***** Supplied information

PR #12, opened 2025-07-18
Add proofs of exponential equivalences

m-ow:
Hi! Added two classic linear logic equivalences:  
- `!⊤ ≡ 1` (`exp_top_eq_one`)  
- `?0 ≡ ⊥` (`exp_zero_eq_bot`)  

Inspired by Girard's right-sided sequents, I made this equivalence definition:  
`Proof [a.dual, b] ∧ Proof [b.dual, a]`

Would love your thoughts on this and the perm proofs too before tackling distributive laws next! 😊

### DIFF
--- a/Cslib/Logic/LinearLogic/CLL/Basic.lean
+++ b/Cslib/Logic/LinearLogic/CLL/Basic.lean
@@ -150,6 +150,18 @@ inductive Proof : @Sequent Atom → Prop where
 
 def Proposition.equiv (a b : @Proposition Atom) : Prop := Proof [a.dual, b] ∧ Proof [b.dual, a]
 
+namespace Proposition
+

**********

Task to carry out:
Output the line containing "Atom → Prop where" and every line after it through the final line of the records above, exactly as written and nothing else.

Exercise solution:
@@ -150,6 +150,18 @@ inductive Proof : @Sequent Atom → Prop where
 
 def Proposition.equiv (a b : @Proposition Atom) : Prop := Proof [a.dual, b] ∧ Proof [b.dual, a]
 
+namespace Proposition
+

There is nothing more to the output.